* **Assignment**: The full data must be written out exactly, with every line included.

(Beginning of Information supplied)

Issue #947, opened 2023-03-03
Using multiple or nested `Hono.prototype.route`


usualoma:
I, too, think it would be better to be able to specify this in the method chaining.

### Discussed in https://github.com/orgs/honojs/discussions/945

<div type='discussions-op-text'>

<sup>Originally posted by **kissge** March  3, 2023</sup>
I've tried to use `route` like this, but couldn't make it work:

```ts
// api/photos/photos.routes.ts
const routes = new Hono().get('/list', (c) => c.jsonT({ photos: 0 }))
export default routes
```

```ts
// api/videos/videos.routes.ts
const routes = new Hono().get('/list', (c) => c.jsonT({ videos: 0 }))
export default routes
```

```ts
// api/routes.ts
import photos from './photos/photos.routes.ts'
import videos from './photos/photos.routes.ts'
const routes = new Hono().route('/photos', photos).route('/videos', videos)
export default routes
```

```ts
// api/index.ts
import routes from './routes'
const app = new Hono()
    .route('/', routes)
    .use(...)
    .use(...)
    .use(...)
```

Is this usage expected? Does hono support it? Any hint would be appreciated.

https://github.com/kissge/hono/commit/7e35ff5817b92c87a97276e6cea20edb57aa94c0</div>

PR #948, opened 2023-03-03
feat: Returns the parent's app from `route(path, subApp)`.

usualoma:
#947

As for `route()`, in general, I think the expected type depends on the arguments given.

If no subApp is given, then of course an app with path as basePath should be returned.
```
const subApp = app.route('/api')
```

However, if a subApp is given, the app that has it in the basePath is usually not necessary.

(End of Information supplied)

* **Written solution**:
Issue #947, opened 2023-03-03
Using multiple or nested `Hono.prototype.route`


usualoma:
I, too, think it would be better to be able to specify this in the method chaining.

### Discussed in https://github.com/orgs/honojs/discussions/945

<div type='discussions-op-text'>

<sup>Originally posted by **kissge** March  3, 2023</sup>
I've tried to use `route` like this, but couldn't make it work:

```ts
// api/photos/photos.routes.ts
const routes = new Hono().get('/list', (c) => c.jsonT({ photos: 0 }))
export default routes
```

```ts
// api/videos/videos.routes.ts
const routes = new Hono().get('/list', (c) => c.jsonT({ videos: 0 }))
export default routes
```

```ts
// api/routes.ts
import photos from './photos/photos.routes.ts'
import videos from './photos/photos.routes.ts'
const routes = new Hono().route('/photos', photos).route('/videos', videos)
export default routes
```

```ts
// api/index.ts
import routes from './routes'
const app = new Hono()
    .route('/', routes)
    .use(...)
    .use(...)
    .use(...)
```

Is this usage expected? Does hono support it? Any hint would be appreciated.

https://github.com/kissge/hono/commit/7e35ff5817b92c87a97276e6cea20edb57aa94c0</div>

PR #948, opened 2023-03-03
feat: Returns the parent's app from `route(path, subApp)`.

usualoma:
#947

As for `route()`, in general, I think the expected type depends on the arguments given.

If no subApp is given, then of course an app with path as basePath should be returned.
```
const subApp = app.route('/api')
```

However, if a subApp is given, the app that has it in the basePath is usually not necessary.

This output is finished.